What Hauerwas is saying here is that we cannot think of sex as somehow separate from the society in which we live. The problem (or, a problem) we Christians today have is ecclesiological. That is, many of us think of the church as a voluntary association of individuals who come together for their own spiritual benefit. That ecclesiology cannot possibly hope to compete with the Sexual Revolution, and with the economic forces that capitalize on it. Hauerwas:

How we order and form our lives sexually cannot be separated from the necessity of the church to chart an alternative to our culture’s dominant assumptions.

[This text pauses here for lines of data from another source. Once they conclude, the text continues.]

PR #18162, opened 2026-05-05
Fix cp --no-dereference for symlinks

### LINKED ISSUE #18147: `cp` fails to copy directory symlink and cannot copy file symlink
### Bug report form

### Describe the bug

Nushell's `cp` misses an option to copy symbolic links (instead of dereferencing them).
For directories, this leads to an error (see below).

GNU coreutils `cp` has the options `-P`/`--no-dereference` and  `-L`/ `--dereference` with allow to select the behaviour.

### How to reproduce

```
$ mkdir /tmp/reproducer
$ cd /tmp/reproducer
$ mkdir dir
$ touch file
$ ln -s dir link_to_dir
$ ln -s file link_to_file
$ cp link_to_dir second_link_to_dir
Error: nu::shell::error

  × could_not_copy_directory
   ╭─[repl_entry #28:1:5]
 1 │  cp link_to_dir second_link_to_dir
   ·     ─────┬─────
   ·          ╰── resolves to a directory (not copied)
   ╰────
  help: Directories must be copied using "--recursive"

$ cp link_to_file second_link_to_file
$ ls | select name type
╭───┬─────────────────────┬─────────╮
│ # │        name         │  type   │
├───┼─────────────────────┼─────────┤
│ 0 │ dir                 │ dir     │
│ 1 │ file                │ file    │
│ 2 │ link_to_dir         │ symlink │
│ 3 │ link_to_file        │ symlink │
│ 4 │ second_link_to_file │ file    │
╰───┴─────────────────────┴─────────╯
# the link is dereference and the file is copied
```

The symlink to the file is copied as file (which is the expected behaviour) but it cannot be copied as a symlink.

### Expected behavior

Be able to copy symlinks as symlinks, i.e. without dereferencing them.

### Configuration

| version              | 0.112.1                                                                                                                            |
| patch                | 1

vvvu:
## Description

This PR fixes `cp` so symlinks can be copied as symlinks instead of always being dereferenced.

Before this change, `cp` had two user-visible issues here:
- copying a symlink to a directory failed early with the usual “Directories must be copied using `--recursive`” error
- copying a symlink to a file would only copy the target file contents, with no way to preserve the link itself

This adds `-P` / `--no-dereference` to Nushell's `cp` command and passes that behavior through to the existing `uu_cp` implementation. I also updated the local directory check so it matches the requested symlink behavior instead of rejecting directory symlinks before the copy logic runs.

I added:
- a `cp --no-dereference` example
- regression tests for both file symlinks and directory symlinks
- assertions that the copied symlink still points to the same target

Fixed an issue where `cp` could not copy symbolic links as links. Nushell now supports `cp -P` and `cp --no-dereference`, including for symlinks that point to directories.

## Additional notes

Fixes #18147

### DIFF
--- a/crates/nu-command/src/filesystem/ucp.rs
+++ b/crates/nu-command/src/filesystem/ucp.rs
@@ -4,7 +4,7 @@ use nu_protocol::{
     NuGlob,
     shell_error::{self, generic::GenericError, io::IoError},
 };
-use std::path::PathBuf;
+use std::path::{Path, PathBuf};
 use uu_cp::{BackupMode, CopyMode, CpError, UpdateMode};
 use uucore::{localized_help_template, translate};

Hauerwas cites a book advocating “open marriage,” written by Nena and George O’Neill. He does not think much of the book; emphases below are mine:

Yet, ironically, the O’Neills’ account of “open marriage” requires a transformation of the self that makes intimate relationships impossible in or outside of marriage. Many conservative critics of proposals like “open marriage” tend to overlook this element, because all their attention is directed to the sexual implication – namely, that premarital and extramarital sex is not condemned. But that element has long been written into the very structure and nature of romanticism. What the “conservative” must recognize is that prior to the issue of whether premarital or extramarital sexual intercourse is wrong is the question of character: What kind of people do you want to encourage? Hidden in the question of “What ought we to do?” is always the prior question “What ought we to be?” The most disturbing thing about such proposals as the O’Neills’ is the kind of persons they wish us to be. On analysis, the person capable of open marriage turns out to be the self-interested individual presupposed and encouraged by our liberal political structure and our capitalist consumer economy.

More:

I am content at this point simply to suggest that the “romantic” assumption that sexual expression is a “private” matter in fact masks a profound commitment to the understanding of society and self sponsored by political liberalism. Thus, more and more, human relations are understood in contractual terms and the ideal self becomes the person capable of understanding everything and capable of being hurt by nothing.

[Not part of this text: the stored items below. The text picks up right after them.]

PR #18170, opened 2026-05-06
fix hide-env, refactor: rename remove_env_var to hide_env_var for clarity and update related logic

### LINKED ISSUE #18169: Inability to fully hide XDG environment variables in config files
### Bug report form

### Describe the bug

I am trying to redirect Nushell's default config, cache, and data directories by setting `XDG_CONFIG_HOME`, `XDG_CACHE_HOME`, and `XDG_DATA_HOME`. However, I do not want these variables to be inherited by child processes started from Nushell.

I've discovered that these three variables seem to be "locked" during the startup phase:

1. Even when using the workaround of "assigning an empty string first, then calling `hide-env`", the variables cannot be fully removed during the execution of `env.nu` or `config.nu`.
2. In an interactive shell, running the assignment and `hide-env` in a single line separated by a semicolon (e.g., `$env.XDG_CONFIG_HOME = ""; hide-env XDG_CONFIG_HOME`) also fails. The deletion only works if the commands are executed as two separate inputs.

This prevents a clean directory redirection via startup scripts without leaking environment variables to other applications.

### How to reproduce

1. Set the environment variable `XDG_CONFIG_HOME` before launching Nushell.
2. In `env.nu` or `config.nu`, add the following:
```nu
$env.XDG_CONFIG_HOME = ""
hide-env XDG_CONFIG_HOME
```
3. After launch, check `$env`. `XDG_CONFIG_HOME` still exists
---
Run command in pwsh:
```powershell
> $env:XDG_CONFIG_HOME = "$HOME\.config\" ; $env:XDG_DATA_HOME = "$HOME\.local\share\" ; $env:XDG_CACHE_HOME = "$HOME\.cache\" ; nu
```
Content of `~\.config\nushell\env.nu`
```nu
$env.XDG_CONFIG_HOME = ""
hide-env XDG_CONFIG_HOME
$env.XDG_CACHE_HOME = ""
hide-env XDG_CACHE_HOME
$env.XDG_DATA_HOME = ""
hide-env XDG_DATA_HOME
```
Run command in the nu session:
```nu
 > $env | table | find "XDG"
╭───┬──────────────────────────────────────────────────────────────────────────────────────────────────────────────────────────╮
│ 0 │ │ XDG_CACHE_HOME                       │ C:\Users\Username\.cache\                                                            │
│   │        │                                                                                                                 │
│ 1 │ │ XDG_CONFIG_HOME                      │ C:\Users\Username\.config\                                                           │
│   │        │                                                                                                                 │
│ 2 │ │ XDG_DATA_HOME                        │ C:\Users\Username\.local\share\                                                      │
│   │        │                                                                                                                 │
╰───┴──────────────────────────────────────────────────────────────────────────────────────────────────────────────────────────╯
```
At the same time, other environment variables set in the same manner can be successfully removed using `hide-env` within `~\.config\nushell\env.nu`.

### Expected behavior

It should be possible to fully remove these initialization-related environment variables using `hide-env` within configuration files.

Alternatively, a mechanism for directory redirection that doesn't rely on global environment variables would be appreciated.

### Configuration

fdncred:
## Description
Fix `hide-env` not hiding variables after stack-level override

`$env.AAAA = "aaaa"; $env.AAAA = ""; hide-env AAAA` failed to hide `AAAA`. After the empty-string assignment, `remove_env_var` would remove the stack entry and return `true` — but never mark the engine-state baseline as hidden, so `$env.AAAA` was still accessible.

Add a `Stack::hide_env_var` method with full hiding semantics: removes the variable from the stack *and* marks the engine-state baseline as hidden in `env_hidden`. The existing `remove_env_var` is preserved for callers that only need to clean up a stack-level value (e.g. `FILE_PWD`).

Fixes the issue where `$env.AAAA = "aaaa"; $env.AAAA = ""; hide-env AAAA` failed to hide `AAAA`. After the empty-string assignment.

## Additional notes
closes https://github.com/nushell/nushell/issues/18169

### DIFF
--- a/tests/repl/test_hiding.rs
+++ b/tests/repl/test_hiding.rs
@@ -52,6 +52,26 @@ fn hides_env_then_redefines() -> TestResult {
     )
 }
 
+/// Regression: hiding after multiple stack-level assignments must remove all of them.
+#[test]
+fn hide_env_after_multiple_assignments() -> TestResult {
+    fail_test(
+        r#"$env.AAAA = "before"; $env.AAAA = "after"; $env.AAAA = null; hide-env AAAA; $env.AAAA"#,
+        "",
+    )
+}
+
+/// Regression: `hide-env` must also mark the engine-state baseline as hidden, so a variable
+/// that was set in a previous REPL merge (engine_state) cannot be seen after hiding even when
+/// a stack-level override — such as an empty-string assignment — was present at hide time.
+#[test]
+fn hide_env_after_empty_string_assignment() -> TestResult {
+    fail_test(
+        r#"$env.AAAA = "aaaa"; $env.AAAA = ""; hide-env AAAA; $env.AAAA"#,
+        "",
+    )
+}
+
 #[test]
 fn hides_def_in_scope_1() -> TestResult {
     fail_test(
--- a/tests/repl/test_hiding.rs
+++ b/tests/repl/test_hiding.rs
@@ -20,11 +20,16 @@ fn hides_alias() -> TestResult {
 }
 
 #[test]
-fn hides_env() -> TestResult {
-    fail_test(
-        r#"$env.myfoosymbol = "myfoosymbol"; hide-env myfoosymbol; $env.myfoosymbol"#,
-        "",
-    )
+fn hides_env() -> Result {
+    let code = r#"
+        $env.myfoosymbol = "myfoosymbol"
+        hide-env myfoosymbol
+        $env.myfoosymbol
+    "#;
+    match test().run(code).expect_shell_error()? {
+        ShellError::CantFindColumn { .. } => Ok(()),
+        err => Err(err.into()),
+    }
 }
 
 #[test]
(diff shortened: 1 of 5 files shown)


fdncred:
I'm fine with these changes but I think it makes the code harder to understand, other than the tests.

These changes kind of stand out now since the rest of the file is `for` based.

Bahex:
@fdncred I've amended the first commit (just changed the order of functions) to make its diff easier to read.

Aside from that, some of the existing tests weren't actually testing whether they got the error they were expecting.

tests/repl/test_hiding.rs
```diff
@@ -117,35 +142,65 @@ fn hides_alias_in_scope_4() -> TestResult {
...
+            hide-env myfoosymbol
+            hide-env myfoosymbol
+            $env.myfoosymbol
+        }
+    "#;
+    match test().run(code).expect_shell_error()? {
+        ShellError::EnvVarNotFoundAtRuntime { .. } => Ok(()),
+        err => Err(err.into()),
+    }
 }
```
Bahex, line 204: I'm not clear what exactly should be the expected behavior here.
I expected the second `hide-env` to throw (`EnvVarNotFoundAtRuntime`) but it doesn't and instead `$env.myfoosymbol` throws (`CantFindColumn`)

fdncred: It's the `$env.myfoosymbol` that's giving that error message since it doesn't exist any longer. If you make it optional it won't give it. I'm not sure what's happening on hiding twice.
image

fdncred: I think I figured it out. hide_engine_state_env_var isn't checking if it's already hidden. Pushing a change in a minute.

fdncred:
@Bahex I pushed a "fix" for the hide-env twice thing. Hopefully the CI goes green. Let me know if you have more input on the changes.

fdncred:
Thinking more about this example:
```nushell
$env.myfoosymbol = "myfoosymbol"
do {
    hide-env myfoosymbol
    $env.myfoosymbol
}
```
I think the outer scoped env var should be hidden. People don't really use `do` to only change the inner scope (I don't think).

fdncred:
Let's see if this CI goes green. I really don't care for the solution but I couldn't figure out other ways to accomplish this since it involves hiding envs in scope.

Read the whole essay. What I take from it is Hauerwas’s connecting sexual individualism with both capitalism and political liberalism. Under conditions of sexual individualism, sustaining marriage becomes very difficult — and a country that cannot sustain the fidelity that makes marriage possible is a country that will throw away its capacity for social solidarity.

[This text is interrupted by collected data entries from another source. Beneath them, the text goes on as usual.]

PR #18177, opened 2026-05-09
feat(std-rfc/iter): new `prod` command for cartesian products

### LINKED ISSUE #18176: Cartesian product
### Basics

### Related problem

I’ve often found the need to loop over all combinations of multiple lists and then collect the results in a flat list.

Maybe something like this?

```nushell
{ foo: [1 2 3], bar: [a b] } | prod | each { |p| do-stuff with $p.foo --and $p.bar }
[ [1 2 3], [a b] ] | prod | each { |p| do-stuff with $p.0 --and $p.1 }
```

The version from #10383 is less convenient since it has no option for names.

_No response_

Bahex:
## Description

- closes #18176

### New `std-rfc/iter prod` comand to produce cartesian products

A new command for producing cartesian products of an arbitrary number of lists, accessible as `std-rfc/iter prod`.

It takes a record with list values and returns a table where each column has items from the corresponding list:
```nushell
prod {
    size: [little, big]
    color: [red, blue]
    shape: [circle, box]
}
# returns
[
    [size, color, shape];
    [little, red, circle],
    [little, red, box],
    [little, blue, circle],
    [little, blue, box],
    [big, red, circle],
    [big, red, box],
    [big, blue, circle],
    [big, blue, box]
]
```

It can also take an input stream, items of which will be in the `"in"` column:
```nushell
[1, 2] | prod { rhs: [a, b] }
# returns
[
    [in, rhs];
    [1, a]
    [1, b]
    [2, a]
    [2, b]
]
```

`prod` generates its output lazily, so it doesn't collect its input.

### DIFF
--- a/crates/nu-std/std-rfc/iter/mod.nu
+++ b/crates/nu-std/std-rfc/iter/mod.nu
@@ -224,3 +224,88 @@ export def only [
     _ => (only-error "expected only one element in table/list" $pipe.meta "has more than one element")
   }
 }
+
+def prod-error-helper [] {
+    items {|k v|
+        match $v {
+            [..] => null
+            _ => {
+                let ty = $v | describe
+                {
+                    span: (metadata $v).span
+                    text: $'expected list, got ($ty)'
+                }
+            }
+        }
+    }
+    | compact -e
+    | let labels
+
+    if $labels != [] {
+        error make {
+            msg: "Type mismatch. All values must be lists."
+            code: "nu::shell::type_mismatch"
+            labels: $labels
+        }
+    }
+}
+
+def prod-mk-fn [src: record]: nothing -> closure {
+    $src | prod-error-helper
+    $src
+    | transpose name items
+    | reduce --fold ({|| }) {|source prev_fn|
+        {||
+            do $prev_fn
+            | each --flatten {|l|
+                $source.items | each {|r|
+                    $l | merge {($source.name): $r}
+                }
+            }
+        }
+    }
+}
+
+# Cartesian product of multiple lists as a table.
+@search-terms cartesian product combination
+@category generators
+@example "Product of two lists" {
+    [1, 2] | prod { rhs: [a, b] }
+} --result [
+    [in, rhs];
+    [1, a]
+    [1, b]
+    [2, a]
+    [2, b]
+]
+@example "All element combinations of multiple lists" {
+    prod {
+        size: [little, big]
+        color: [red, blue]
+        shape: [circle, box]
+    }
+} --result [
+    [size, color, shape];
+    [little, red, circle],
+    [little, red, box],
+    [little, blue, circle],
+    [little, blue, box],
+    [big, red, circle],
+    [big, red, box],
+    [big, blue, circle],
+    [big, blue, box]
+]
+export def prod [
+    src: record # Lists to combine. All values must be lists.
+]: [
+    nothing -> table
+    list -> table
+] {
+    peek | metadata access {|md|
+        match $md.peek {
+            {type: "list"} => { wrap in }
+            {type: "empty"} => { [{}] }
+        }
+    }
+    | do (prod-mk-fn $src)
+}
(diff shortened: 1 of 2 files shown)


flying-sheep:
Awesome!

I think `{ a: [1] } | prod` could be supported because why not? `prod (some long expression)` is a bit awkward. Something like

```diff
diff --git a/crates/nu-std/std-rfc/iter/mod.nu b/crates/nu-std/std-rfc/iter/mod.nu
index 9642ad50f..866f3e3d8 100644
--- a/crates/nu-std/std-rfc/iter/mod.nu
+++ b/crates/nu-std/std-rfc/iter/mod.nu
@@ -296,14 +296,16 @@ def prod-mk-fn [src: record]: nothing -> closure {
     [big, blue, box]
 ]
 export def prod [
-    src: record # Lists to combine. All values must be lists.
+    src?: record # Lists to combine. All values must be lists.
 ]: [
     nothing -> table
     list -> table
+    record -> table
 ] {
     peek | metadata access {|md|
         match $md.peek {
             {type: "list"} => { wrap in }
+            {type: "record"} => { let s = $in; null | prod $s }
             {type: "empty"} => { [{}] }
         }
     }
```

----

The lack of `--repeat` is no big deal as one can just do

```nushell
> [a b c] | each { [$in [1 2]] } | into record
╭───┬────────╮
│ a │ [1, 2] │
│ b │ [1, 2] │
│ c │ [1, 2] │
╰───┴────────╯
> prod ([a b c] | each { [$in [1 2]] } | into record)
╭───┬───┬───┬───╮
│ # │ a │ b │ c │
├───┼───┼───┼───┤
│ 0 │ 1 │ 1 │ 1 │
│ 1 │ 1 │ 1 │ 2 │
│ 2 │ 1 │ 2 │ 1 │
│ 3 │ 1 │ 2 │ 2 │
│ 4 │ 2 │ 1 │ 1 │
│ 5 │ 2 │ 1 │ 2 │
│ 6 │ 2 │ 2 │ 1 │
│ 7 │ 2 │ 2 │ 2 │
╰───┴───┴───┴───╯
```

Bahex:
@flying-sheep Supporting record input looks simple on the surface but it complicates the command signature more than one would expect.

Current `prod` has 2 valid ways of using it:
- No pipeline input, with record argument.
- List/stream pipeline input, with record argument.

Most incorrect uses of it will be caught by the parser before the code actually runs, and anything that can't be known statically will still be handled by nushell itself.
So the command implementation can be written with some assurance about the inputs.
(If the type system had a way of specifying "a record with arbitrary keys and only lists as values" implementation could be further simplified.)

Adding support for using it like `{ a: [..], b: [..] } | prod` weakens these assurances significantly and would require:
- the command to handle more possible cases
- more error handling code to keep errors nice and useful
- Having error messages not when the code is parsed but when it actually runs

We can actually demonstrate the increase in cases to handle with `prod` itself:

```nushell
">"; prod { input: [nothing, list], arguments: [record] }
# ╭───┬─────────┬───────────╮
# │ # │  input  │ arguments │
# ├───┼─────────┼───────────┤
# │ 0 │ nothing │ record    │
# │ 1 │ list    │ record    │
# ╰───┴─────────┴───────────╯

">"; prod {
        input: [nothing, list, record]
        arguments: [nothing, record]
    }
# ╭───┬─────────┬───────────╮
# │ # │  input  │ arguments │
# ├───┼─────────┼───────────┤
# │ 0 │ nothing │ nothing   │
# │ 1 │ nothing │ record    │
# │ 2 │ list    │ nothing   │
# │ 3 │ list    │ record    │
# │ 4 │ record  │ nothing   │
# │ 5 │ record  │ record    │
# ╰───┴─────────┴───────────╯
```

This is something important for Christians to think about as we prepare for the post-Christian era now upon us. We are not accustomed to pondering the connection between sexual mores and political values, as well as economic practices. But Hauerwas shows how they are related. The Church (= followers of Christ) is called to be a different society than the one in which we find ourselves embedded. If we are going to teach our children how to live by Christian sexual morality, we are going to have to teach them more comprehensively how different the City of God is from the City of Man, so to speak. It will be very difficult to teach our children to live by Christian sexual morality if we do not teach them how being a Christian requires them (us) to live by a different political and economic code within our society. We can’t catechize them one way about sex, and allow the broader culture to inculcate within them its values about how to regard ourselves as political and economic actors. Sexual individualism is the eroticization of political and economic liberalism. The post-Christian world understands this better than we Christians do.